There have been a few developments in my bandset making these days. First, I have moved to a much more complex taper than before. The bands are highly engineered. They are radically tapered, mathematically curved, have straight sections for fork tying over specially coated fabric, are specially flared, doubled and feature a precise centre-marker. This is the band design I supplied to Jeff (shot in the foot) that offered superior accuracy, high velocity for low draw weight and have lasted over 5,000 shots so far without signs of wear. I appear to be onto a winner, so I have used this same pattern on all subsequent slingshots. However, there are a few drawbacks though all in the production process. Basically, they are very challenging to cut and there is no margin for error at all. The slightest imbalance, width miss-cut or a significant nick will render the bands useless and I have been throwing away three bands for every one made. It's already a wasteful design, as I can only get three sets from one 18" strip of Threa-band Gold. The cost of the materials, precise cutting requirements and labour input gave them a prohibitively high production cost.

I had to find a solution and turned to industrial rubber parts manufacturers. The solution was to make this steel rule die mould.










It cuts three pairs a minute by hand, or in an instant in a fly press.

It's all CNC laser cut to about 0.1mm precision. The fixed razor blades press through the latex into a plastic block and cuts perfect lines without nicks. It will cut any thickness or elastic you'd care to shoot. If the process can handle these complex shapes, simple tapers are no challenge at all. You could even set up a series of different tapers and lay rough-cut strips on top of the set that you wanted to use. The mould life is probably more than any one person would ever want and even the bigest Site Vendors would justify a very quick cost recovery compared to cutting by hand.

All you need to do is find a die cutting service on-line or in your vicinity and have them make you a mould to your specs. It was easy for me, I just took the lift down to the 7th floor!


----------



## smitty (Dec 17, 2009)

Wow ZDP ! I like your solution to band production. I have done rotary die cutting on printing machines for decades. This might be something for me to look in to also. Thanks for all of your ideas. I also liked you taking me to school with the pics on making micarta.


----------



## baumstamm (Jan 16, 2010)

that is what i´m looking 4!!!!!


----------



## Dayhiker (Mar 13, 2010)

Way out of the realm of my hobby and into the realm of precision manufacturing. The skill of the shooter and the uniformity of the material are way too wild a variable to render any of this more than quite marginally useful in the real world. This exercise is purely academic in my opinion. (Please do not hate me, Dan.)


----------



## ZDP-189 (Mar 14, 2010)

Dayhiker said:


> Way out of the realm of my hobby and into the realm of precision manufacturing.
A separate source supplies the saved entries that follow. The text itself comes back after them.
PR #297, opened 2024-11-05
fix: Add SIGTERM handling

### LINKED ISSUE #295: [feat] Add SIGTERM handling to `scripts/data/client.py`
Currently it takes several Ctrl-C to stop scripts/data/client.py:
image
Add proper SIGTERM handling to the script so it behaves as expected. Make sure no unnecessary exceptions are written to the logs.

raizo07:
- [x] resolves #295 

Add SIGTERM handling to scripts/data/client.py

### DIFF
--- a/scripts/data/client.py
+++ b/scripts/data/client.py
@@ -148,71 +148,61 @@ def process_batch(job, cancellation_token=None):
     with open(arguments_file, "w") as af:
         af.write(str(format_args(job.batch_file, job.execute_scripts, False)))
 
-    try:
-        stdout, stderr, returncode = run(
-            [
-                "scarb",
-                "cairo-run",
-                "--no-build",
-                "--package",
-                "client",
-                "--function",
-                "main",
-                "--arguments-file",
-                str(arguments_file),
-            ],
-            cancellation_token=cancellation_token,
-        )
+    stdout, stderr, returncode = run(
+        [
+            "scarb",
+            "cairo-run",
+            "--no-build",
+            "--package",
+            "client",
+            "--function",
+            "main",
+            "--arguments-file",
+            str(arguments_file),
+        ],
+        cancellation_token=cancellation_token,
+    )
 
-        if (
-            returncode != 0
-            or "FAIL" in stdout
-            or "error" in stdout
-            or "panicked" in stdout
-        ):
-            error = stdout or stderr
-            if returncode == -9:
-                match = re.search(r"gas_spent=(\d+)", stdout)
-                gas_info = (
-                    f", gas spent: {int(match.group(1))}"
-                    if match
-                    else ", no gas info found"
-                )
-                error = f"Return code -9, killed by OOM?{gas_info}"
-                message = error
+    if (
+        returncode != 0
+        or "FAIL" in stdout
+        or "error" in stdout
+        or "panicked" in stdout
+    ):
+        error = stdout or stderr
+        if returncode == -9:
+            match = re.search(r"gas_spent=(\d+)", stdout)
+            gas_info = (
+                f", gas spent: {int(match.group(1))}"
+                if match
+                else ", no gas info found"
+            )
+            error = f"Return code -9, killed by OOM?{gas_info}"
+            message = error
+        else:
+            error_match = re.search(r"error='([^']*)'", error)
+            if error_match:
+                message = error_match.group(1)
             else:
-                error_match = re.search(r"error='([^']*)'", error)
+                error_match = re.search(r"error: (.*)", error, re.DOTALL)
+
                 if error_match:
                     message = error_match.group(1)
                 else:
-                    error_match = re.search(r"error: (.*)", error, re.DOTALL)
+                    message = error
 
-                    if error_match:
-                        message = error_match.group(1)
-                    else:
-                        message = error
+        message = re.sub(r"\s+", " ", message)
 
-            message = re.sub(r"\s+", " ", message)
-
-            logger.error(f"{job} error: {message}")
-            logger.debug(f"Full error while processing: {job}:\n{error}")
-        else:
-            match = re.search(r"gas_spent=(\d+)", stdout)
-            gas_info = (
-                f"gas spent: {int(match.group(1))}" if match else "no gas info found"
-            )
-            logger.info(f"{job} done, {gas_info}")
-            if not match:
-                logger.warning(f"{job}: no gas info found")
-
-    except ShutdownRequested:
-        logger.debug(f"Cancellation requested while processing {job}")
-        return
-    except subprocess.TimeoutExpired:
-        logger.warning(f"Timeout while terminating subprocess for {job}")
-    except Exception as e:
-        logger.error(f"Unexpected error while processing {job}: {e}")
-
+        logger.error(f"{job} error: {message}")
+        logger.debug(f"Full error while processing: {job}:\n{error}")
+    else:
+        match = re.search(r"gas_spent=(\d+)", stdout)
+        gas_info = (
+            f"gas spent: {int(match.group(1))}" if match else "no gas info found"
+        )
+        logger.info(f"{job} done, {gas_info}")
+        if not match:
+            logger.warning(f"{job}: no gas info found")
 
 # Producer function: Generates data and adds jobs to the queue
 def job_producer(job_gen, cancellation_token=None):
@@ -256,8 +246,10 @@ def job_producer(job_gen, cancellation_token=None):
     finally:
         logger.debug("Producer is exiting...")
         # Signal end of jobs to consumers
-        for _ in range(THREAD_POOL_SIZE):
-            job_queue.put(None)
+        if not(cancellation_token and cancellation_token.is_cancelled()):
+            for _ in range(THREAD_POOL_SIZE):
+                logger.warning(f"Producer is putting None into the queue..., full: {job_queue.full()}")
+                job_queue.put(None, block=False)
 
         with weight_lock:
             weight_lock.notify_all()
@@ -298,6 +290,11 @@ def job_consumer(process_job, cancellation_token=None):
             try:
                 logger.debug(f"Executing job: {job}...")
                 process_job(job, cancellation_token)
+            except ShutdownRequested:
+                logger.debug(f"Cancellation requested while processing {job}")
+                return
+            except subprocess.TimeoutExpired:
+                logger.warning(f"Timeout while terminating subprocess for {job}")                
             except Exception as e:
                 logger.error(f"Error while processing job: {job}:\n{e}")
 
@@ -316,6 +313,7 @@ def job_consumer(process_job, cancellation_token=None):
                 logger.error("Error in the consumer: %s", e)
             break
 
+    logger.debug("Job consumer done.")
 
 def main(start, blocks, step, mode, strategy, execute_scripts):
     # Create a centralized cancellation mechanism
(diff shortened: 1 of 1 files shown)


raizo07:
@maciejka It exits correctly.
image

scripts/data/client.py
```diff
@@ -152,52 +155,49 @@ def job_producer(job_gen):
                     and current_weight != 0
                     or job_queue.full()
                 ):
+                    if shutdown_event.is_set():
+                        logger.info("Shutdown event detected while waiting. Exiting...")
+                        return
+
                     logger.debug("Producer is waiting for weight to be released.")
-                    weight_lock.wait()  # Wait for the condition to be met
+                    weight_lock.wait()
```
maciejka, line 163: What will happen when SIGTERM is sent when thread is waiting for a lock?

raizo07: Threads waiting on the lock will wait until they are notified (either by a timeout or by other threads) before they can check the `shutdown_event` and exit.

maciejka: This means SIGTERM will not terminate the program immediately?

raizo07: Yes, it will not terminate the program immediately rather it initiates a graceful shutdown process which will allow active threads to finish their current tasks and lets waiting threads proceed once they acquire the lock.

maciejka: The point of sending SIGTERM is to stop immediately.

scripts/data/client.py
```diff
@@ -16,32 +15,51 @@
...
 QUEUE_MAX_SIZE = THREAD_POOL_SIZE * 2  # Maximum size of the job queue
-
 BASE_DIR = Path(".client_cache")
 
 # Shared state variables
 current_weight = 0
 weight_lock = threading.Condition()
 job_queue = queue.Queue(maxsize=QUEUE_MAX_SIZE)
 
+shutdown_event = threading.Event()
```
maciejka, line 34: does this need to be an event? No one waits for it.

scripts/data/client.py
```diff
@@ -16,32 +15,51 @@
...
+executor = None  # Global executor reference for shutdown
+
+
+def handle_sigterm(signum, frame):
+    """Handle SIGTERM by initiating immediate shutdown"""
+    logger.info("Received SIGTERM signal. Initiating immediate shutdown...")
+    shutdown_event.set()
+
+    # Clear the job queue
+    while not job_queue.empty():
```
maciejka, line 44: signal handler modifying `job_queue` does not look like a good design. I would just set `shutdown_event` here. 
In `job_producer` when shutdown is detected all consumers can be notified with `notify_all`. Cleaning `job_queue` does not seem necessary.

maciejka (changes requested):

scripts/data/client.py
raizo07: Yes it does, because it is checked in multiple threads and also a part of the shutdown signal system

scripts/data/client.py
```diff
@@ -125,101 +149,104 @@ def process_batch(job):
...
-
-                # Notify consumers that a new job is available
                 weight_lock.notify_all()
+
     finally:
         logger.debug("Producer is exiting...")
-        for _ in range(THREAD_POOL_SIZE):
-            job_queue.put(None)
-
+        if not shutdown_event.is_set():
```
maciejka, line 208: Why is it necessary? If there are no more jobs we just let consumers finish, no?

scripts/data/client.py
```diff
@@ -125,101 +149,104 @@ def process_batch(job):
...
 
 
-# Producer function: Generates data and adds jobs to the queue
 def job_producer(job_gen):
     global current_weight
 
     try:
         for job, weight in job_gen:
-            # Wait until there is enough weight capacity to add the new block
+            if shutdown_event.is_set():
```
maciejka, line 181: Is this check necessary? `shutdown_event` is checked few lines below.

scripts/data/client.py
```diff
@@ -56,41 +64,44 @@ def __str__(self):
...
     end = start + blocks
-
     height_range, step = (
         ([random.randint(start, end) for _ in range(start, end)], 1)
         if strategy == "random"
         else (range(start, end, step), step)
     )
-
     for height in height_range:
+        if shutdown_event.is_set():
```
maciejka, line 87: No need to check `shutdown_event` here, it is checked in `job_producer`:
image

scripts/data/client.py
maciejka: If you let this happen during shutdown you will not need to wait with timeout in line 224. Information that there is no more work will reach consumers.

maciejka (changes requested):

scripts/data/client.py
```diff
@@ -12,36 +11,45 @@
...
+# Initialize logger
 logger = logging.getLogger(__name__)
 
 # Constants
 MAX_WEIGHT_LIMIT = 8000  # Total weight limit for all jobs
 THREAD_POOL_SIZE = os.cpu_count()  # Number of threads for processing
 QUEUE_MAX_SIZE = THREAD_POOL_SIZE * 2  # Maximum size of the job queue
-
-BASE_DIR = Path(".client_cache")
+BASE_DIR = Path(__file__).resolve().parent / ".client_cache"  # Use absolute path
```
maciejka, line 27: Why this change is necessary?

scripts/data/client.py
```diff
@@ -56,41 +64,41 @@ def __str__(self):
...
 
-# Function to process a batch
-def process_batch(job):
-    arguments_file = job.batch_file.as_posix().replace(".json", "-arguments.json")
-
-    with open(arguments_file, "w") as af:
-        af.write(str(format_args(job.batch_file, False, False)))
-
-    result = subprocess.run(
+def run_process(arguments_file):
```
maciejka, line 99: It should take whole command as an argument

scripts/data/client.py
```diff
@@ -102,124 +110,132 @@ def process_batch(job):
...
-        gas_info = f"gas spent: {int(match.group(1))}" if match else "no gas info found"
-        logger.info(f"{job} done, {gas_info}")
-        if not match:
-            logger.warning(f"{job}: not gas info found")
+    except Exception as e:
+        logger.error(f"Error processing batch {job}: {e}")
 
 
-# Producer function: Generates data and adds jobs to the queue
 def job_producer(job_gen):
```
maciejka, line 180: Why do you remove comments?

scripts/data/client.py
```diff
@@ -102,124 +110,132 @@ def process_batch(job):
...
     while True:
         try:
-            logger.debug(
-                f"Consumer is waiting for a job. Queue length: {job_queue.qsize()}"
-            )
-            # Get a job from the queue
-            work_to_do = job_queue.get(block=True)
+            work_to_do = job_queue.get()
 
             if work_to_do is None:
```
maciejka, line 219: Why do you remove log here?

scripts/data/client.py
```diff
@@ -102,124 +110,132 @@ def process_batch(job):
...
-                logger.debug("No more work to do, consumer is exiting.")
                 job_queue.task_done()
                 break
 
-            (job, weight) = work_to_do
-
-            # Process the block
+            job, weight = work_to_do
             try:
```
maciejka, line 224: Why log is removed here?

scripts/data/client.py
```diff
@@ -102,124 +110,132 @@ def process_batch(job):
...
-            with weight_lock:
-                current_weight -= weight
-                logger.debug(
-                    f"Finished processing job, current total weight: {current_weight}"
-                )
-                weight_lock.notify_all()  # Notify producer to add more jobs
-
-            # Mark job as done
-            job_queue.task_done()
+            finally:
```
maciejka, line 226: Why `except` block is removed? Exceptions might happen during execution. You probably need to handle process termination exception explicitly.

maciejka (changes requested):

maciejka:
Hey @raizo07 there are many unanswered comments. Please respond to all of them.

raizo07:
@maciejka Okay, I'll respond to them

scripts/data/client.py
```diff
@@ -56,41 +64,44 @@ def __str__(self):
...
 
-# Function to process a batch
-def process_batch(job):
-    arguments_file = job.batch_file.as_posix().replace(".json", "-arguments.json")
-
-    with open(arguments_file, "w") as af:
-        af.write(str(format_args(job.batch_file, False, False)))
-
-    result = subprocess.run(
+def run_process(arguments_file, job):
```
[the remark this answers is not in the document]
raizo07: I've refactored `run_process` and `process_batch` to better separate concerns.

scripts/data/client.py
raizo07: I've removed redundant `shutdown` checks in `job_generator`

scripts/data/client.py
raizo07: I've refactored Producer to now properly signal end of work to all consumers using None sentinels

scripts/data/client.py
raizo07: Although I've reverted the change, but using an absolute path for `BASE_DIR` is better than a relative path because it ensures consistent behaviour regardless of where the script is executed from.

scripts/data/client.py
raizo07: Resolved in the latest fix.

scripts/data/client.py
raizo07: An oversight from my end, reverted to the previous form with the comment in the latest fix.

scripts/data/client.py
raizo07: Resolved.

scripts/data/client.py
raizo07: Resolved and properly handled in the latest pr

scripts/data/client.py
raizo07: I've handled process termination exception explicitly as suggested in the latest pr

raizo07:
@maciejka kindly review for any further changes

scripts/data/client.py
```diff
@@ -56,170 +74,193 @@ def __str__(self):
...
             batch_weight = calculate_batch_weight(batch_data, mode)
             yield Job(height, step, mode, batch_weight, batch_file), batch_weight
         except Exception as e:
             logger.error(f"Error while generating data for: {height}:\n{e}")
 
 
-# Function to process a batch
 def process_batch(job):
-    arguments_file = job.batch_file.as_posix().replace(".json", "-arguments.json")
+    if shutdown_event.is_set():
```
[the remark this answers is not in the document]
maciejka: Why this is resolved? `job_generator` and `process_batch` is about bussines logic those functions should not bother with shutdown subtleties.

scripts/data/client.py
maciejka: Why this is resolved? job_generator and process_batch is about bussines logic those functions should not bother with shutdown subtleties.

maciejka (changes requested):

raizo07:
@maciejka The early check allows the producer to quickly exit if a shutdown is requested before processing a job.

raizo07:
Hey @maciejka I saw you replaced CancellationToken which I introduced with shared variables? 

For the sake of learning, why is that?

maciejka:
Just simpler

The skill of the shooter and the uniformity of the material are way too wild a variable to render any of this more than quite marginally useful in the real world. This exercise is purely academic in my opinion. (Please do not hate me, Dan.)
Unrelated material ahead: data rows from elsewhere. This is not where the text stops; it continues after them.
PR #306, opened 2024-11-22
Use word array for serializing transactions

### LINKED ISSUE #298: [feat] Optimize the way we serialize transactions
Currently we use [Encode](https://github.com/keep-starknet-strange/raito/blob/main/packages/consensus/src/codec.cairo) trait to serialize data before hashing. There is a performance problem in this approach as ByteArray, which is a type of the buffer we serialize to, is not the type sha256 works with. So ByteArray needs to be [converted](https://github.com/keep-starknet-strange/raito/blob/bf4b89de1bacb88bb3d1ddc89c2195fdf3047d47/packages/utils/src/sha256.cairo#L10) to `Array<u32> ` before hashing. It would be more optimal to use `Array<u32>` as a buffer type in the [codec](https://github.com/keep-starknet-strange/raito/blob/main/packages/consensus/src/codec.cairo) module.

m-kus:
- [x] resolves #298 

7M -> 4M steps for full block 757738

### DIFF
--- a/packages/consensus/src/codec.cairo
+++ b/packages/consensus/src/codec.cairo
@@ -2,16 +2,18 @@
 
 use super::types::transaction::{Transaction, TxIn, TxOut, OutPoint};
 use utils::hash::Digest;
+use utils::word_array::{WordArray, WordArrayTrait, WordSpan, WordSpanTrait};
+use core::traits::DivRem;
 
 pub trait Encode<T> {
     /// Encodes using Bitcoin codec and appends to the buffer.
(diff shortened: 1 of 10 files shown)


m-kus:
ByteArray
graph_bytes

WordArray
[trace_words.txt](https://github.com/user-attachments/files/17876143/trace_words.txt)

Can be further improved if avoid using ByteArray at all (use WordArray for scripts in arguments).

maciejka (approved):

PR #310, opened 2024-12-05
Optimize ByteArray serialization

m-kus:
Getting rid of ByteArray completely would be a bit complicated, because that would change the way we serialize arguments and also utreexo outpoints (need to change bridge node also). Moreover, it would probably not give that much of upside because we'd need to fill partial words anyways.

Alternative approach is just a more optimal ByteArray serialization:
- First convert to an array of felts
- Then append felts one by one

It might probably make sense to move some of the logic to corelib.

For block 839999: 238M steps => 36M steps


m-kus:
Before
graph_full_839999

After
graph_full_839999_new

maciejka:
Does this make possible to re-enable most of integration tests?

m-kus:
> Does this make it possible to re-enable most of integration tests?

All of them pass actually 🤯

maciejka:
> > Does this make it possible to re-enable most of integration tests?
> 
> All of them pass actually 🤯

:superhero:

packages/consensus/src/codec.cairo
```diff
@@ -31,15 +32,23 @@ pub impl EncodeSpan<T, +Encode<T>> of Encode<Span<T>> {
...
-/// Extra optimization: predict word array offset
 pub impl EncodeByteArray of Encode<ByteArray> {
     fn encode_to(self: @ByteArray, ref dest: WordArray) {
         encode_compact_size(self.len(), ref dest);
-        let num_bytes = self.len();
-        for i in 0..num_bytes {
-            dest.append_u8(self[i]);
-        }
+
+        // Serialized ByteArray: [num_bytes31_chunks, bytes31_chunks..., last_word, last_word_len]
```
maciejka, line 39: I would add a warning here, this code depends on the way `ByteArray` is serialized which is not enforced anywhere outside the `ByteArray`.

maciejka (approved):

packages/consensus/src/codec.cairo
m-kus: Added. Yeah, I guess a better approach would be adding an iterator (over felts or even u32) to the ByteArray in corelib (related https://github.com/starkware-libs/cairo/issues/6817)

Not at all. Let me explain a little why I had to go to all this effort.

The band design is firstly optimised for speed for low draw weight. That requires:

Wide bands
*Aggressive taper*
Low weight at pouch end with light weight band tying
Fast latex
Great elongation at full draw
Then it is about accuracy (admittedly the user is more important here):*
*
*Wide bands must cut and doubled so as to avoid rolling and achieve a more linear stretch**
*
*Exactly balanced left and right bandsets
*
*Equal upper and lower bandsets*
Most of all the above is inconsistent with longevity/ durability, so to enhance that:

Fork tie portion to be exactly as wide as tips
*Pouch tie portion to be as wide as tip end to allow it to be rolled around the band to protect the elastic at the leather and under the tie*
*A gradual flare at the pouch tie with the narrowest part of the taper just in front of the tie, not under it*
*Gradual taper so that each section is approximately proportionally smaller than the next part in front so the elongation ratio is constant*
*No single band is any weaker than the others
*
*No blade nicks on the edges*
That's all academic. Either you'd want bands with these features or you wouldn't. This thread is not about the design of the bands but rather the challenges of making them and a solution that can be applied to all band making if you'd choose to.
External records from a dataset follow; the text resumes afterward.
Issue #372, opened 2023-05-24
Read properties files as UTF-8


jowerner:
At the moment, XLT reads properties files using the ISO-8859-1 encoding. This is for historical reasons only and the only case where UTF-8 is not used yet. Time to go with UTF-8 for properties files as well. This should also simplify maintaining properties files with non-Western text content. No need to deal with unicode escapes any longer!

Note that this is another breaking change that needs to be documented in the migration guide for XLT 7.

PR #373, opened 2023-05-24
#372: Read properties files as UTF-8

jowerner:
- introduced Utf8Reader incl. test case
- use Utf8Reader when reading properties
- make sure we use UTF-8 when writing or appending text to properties files

### DIFF
--- a/src/main/java/com/xceptance/common/io/Utf8Reader.java
+++ b/src/main/java/com/xceptance/common/io/Utf8Reader.java
@@ -1,0 +1,104 @@
+/*
+ * Copyright (c) 2005-2023 Xceptance Software Technologies GmbH
+ *
+ * Licensed under the Apache License, Version 2.0 (the "License");
+ * you may not use this file except in compliance with the License.
+ * You may obtain a copy of the License at
+ *
+ *     http://www.apache.org/licenses/LICENSE-2.0
+ *
+ * Unless required by applicable law or agreed to in writing, software
+ * distributed under the License is distributed on an "AS IS" BASIS,
+ * WITHOUT WARRANTIES OR CONDITIONS OF ANY KIND, either express or implied.
+ * See the License for the specific language governing permissions and
+ * limitations under the License.
+ */
+package com.xceptance.common.io;
+
+import java.io.CharArrayReader;
+import java.io.IOException;
+import java.io.InputStream;
+import java.io.Reader;
+import java.nio.ByteBuffer;
+import java.nio.CharBuffer;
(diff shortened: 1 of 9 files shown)


src/main/java/com/xceptance/common/io/Utf8Reader.java
```diff
@@ -0,0 +1,104 @@
...
+import java.io.Reader;
+import java.nio.ByteBuffer;
+import java.nio.CharBuffer;
+import java.nio.charset.CharacterCodingException;
+import java.nio.charset.Charset;
+import java.nio.charset.StandardCharsets;
+
+/**
+ * A {@link Reader} implementation that reads UTF-8-encoded text from an {@link InputStream} throwing an
+ * {@link IOException} if the text is not valid UTF-8.
```
h-arlt, line 30: It might be worth to add a few words how this class differs to Java's InputStreamReader using UTF-8 charset. WDYT?

src/main/java/com/xceptance/common/io/Utf8Reader.java
```diff
@@ -0,0 +1,104 @@
...
+        try
+        {
+            chars = getAsChars(bytes, StandardCharsets.UTF_8);
+        }
+        catch (final CharacterCodingException cce)
+        {
+            throw new IOException("Data does not represent UTF-8-encoded text", cce);
+        }
+
+        charArrayReader = new CharArrayReader(chars);
```
h-arlt, line 63: Instance field is only initialized when reading all bytes did succeed. IMO, the following makes the control flow more clear:
```suggestion
        
        try
        {
            final char[] chars = getAsChars(bytes, StandardCharsets.UTF_8);
            charArrayReader = new CharArrayReader(chars);
        }
        catch (final CharacterCodingException cce)
        {
            throw new IOException("Data does not represent UTF-8-encoded text", cce);
        }
```

h-arlt (approved):

rschwietzke:
Seems that this is all done already with Java 9.

UTF-8 Properties Files
In Java SE 9, properties files are loaded in UTF-8 encoding. In previous releases, ISO-8859-1 encoding was used for loading property resource bundles. UTF-8 is a much more convenient way to represent non-Latin characters.

Most existing properties files should not be affected: UTF-8 and ISO-8859-1 have the same encoding for ASCII characters, and human-readable non-ASCII ISO-8859-1 encoding is not valid UTF-8. If an invalid UTF-8 byte sequence is detected, the Java runtime automatically rereads the file in ISO-8859-1.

I was having great trouble making these bands perfectly by hand. All the items in bold above conflicted with that. My bands were often nicked at the edge to the point of looking chewed up, unbalanced or narrower than the last set. Many ended up in the bin or were turned into tying strips. I tried roller cutters and steel rulers on rubber mats. I tried tape. I tried doing it sober without music playing. In the end I could do it, but it took too long and the reject rate was still high.

This solution is both fast and precise and I am now satisfied that I am making my bands to the standards required.

As for it's being an academic exercise, it's easily attainable. The cost is about the same as a couple of slingshots and the challenge of making it is just design and draw it, then wait 20 hours for the mould maker to tell me to come downstairs and pick it up. I slap the Thera-band on it and roll over it with a plastic rolling pin. Job done and complexity is no longer a factor.

*
*


----------



## Flatband (Dec 18, 2009)

Now that is some high tech stuff Dan! How drastic are your tapers Bud? I have found through experimentation that too drastic a taper( I.E. more then 2.5 to 1 really is energy defeating( there are a lot of other variables though,cut,elastomer type,length,etc.. If you have found otherwise,please-I'M interested!!! Flatband


----------



## pelleteer (Dec 19, 2009)

Ah! Took me awhile of looking at that to figure out what I was seeing (sort of an optical illusion). The red shaded areas are the dies for the three sets of band, yes?


----------



## ZDP-189 (Mar 14, 2010)

smitty said:


> Ah! Took me awhile of looking at that to figure out what I was seeing (sort of an optical illusion). The red shaded areas are the dies for the three sets of band, yes?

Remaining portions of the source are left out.